Народные дружинники не заходят за тобой домой, не присылают вежливую открытку, не пользуются телеграфом, не передают через знакомых просьбу о консультации, а просто, когда ты идёшь по улице в кабак или аптеку, вырастают из-под земли вместе со своим чудовищным разбитым микроавтобусом, вываливаются из автобуса, хватают тебя, заталкивают, забираются следом (трудно понять, зачем они делают это все вместе, вшестером или всемером) и везут. Я ездил так каждый месяц, сегодня со мной поехал оказавшийся рядом Муха. Вся его парикмахерская спесь слетела, парикмахерская элегантность потускнела; даже отлично выбритое личико чуть ли не на глазах поросло щетиной.
— Миксер кого-то того? — спросил он робко.

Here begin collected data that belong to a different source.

PR #3752, opened 2026-09-01
test(storage-cost): gate every shipped collection, and make the tolerance check two-sided

xilosada:
**Stack 3 of 5.** Base: #3751. Independent of #3751 in content — it touches only `tools/storage-cost/` and could be rebased onto #3750 directly if you would rather land it first.

Widens the blocking cost snapshot from 24 rows to 48: adds `rga`, `lww_register` and `nested_map` alongside the three collections #3660 landed with.

## Two findings came out of doing it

Дружинники Муху проигнорировали. Один, самый дружелюбный, сказал: «Молчи, шавка», — и отвернулся. Они сидели, привалившись друг к другу, сложив тяжёлые разноцветные руки — красные, словно распаренные, грязно-серые от давней грязи, свежеиспачканные, руки ободранные, руки в ссадинах, ожогах, заусенцах, руки цвета густо покрывающих их волос — на своих дубинках. Мощные, обрюзгшие мужики, отцы семейств на четвертом и пятом десятке, разнообразно-неряшливо одетые, с широкими красными повязками на рукавах. На меня они избегали смотреть. Смотреть на Муху им было неинтересно. Они начали было подрёмывать, но тут поездка закончилась.
Миксер сидел за накрытым столом: в минуты душевного уныния богатый валится в постель и зовёт меня, а наш хватается за бутылку, и меня ему привозят. Неотличимый на вид от своих парней, он был разве что ещё мощнее, жирнее, грязнее. Завидев нас, он поспешно отодвинул стакан, вытер лапищей жующий рот и закивал.
— Давай, давай. Присаживайся.
Голос у него урчал, как мотор в их драндулете, слова споткнулись, придавленные полувздохом, полуотрыжкой. Он нетерпеливо сунул мне руку, которой только что утирался, и уставился на меня, широко, старательно раскрыв глаза. Рот тоже приоткрылся. Изо рта, как у рождественского поросенка, торчал непроглоченный клочок петрушки.
И я уже стою посреди большого тёмного ангара, со всех сторон окружённый неопознаваемым в темноте хламом. Где-то далеко горит тусклая лампочка: как сквозь туман или дождь сочится свет. Свет необъяснимо связан с медленным звуком капающей воды, с мокрыми резиновыми запахами. Становится всё более душно. Носком ботинка я осторожно отталкиваю крупный кусок стекла.
Их трое, они идут прямо на меня — мальчишки четырнадцати-пятнадцати лет в потёртых кожаных куртках. Один держит за спёкшийся грязный комок волос собственную голову. Волосы длинные, голова почти задевает пол, мерно раскачиваясь в такт шагам, тяжело капая густой чёрной кровью. Несколько капель попадает на грубый ободранный ботинок парня, идущего рядом. Вязкая клякса ярко вспыхивает в полумгле собственным неотражённым огнем.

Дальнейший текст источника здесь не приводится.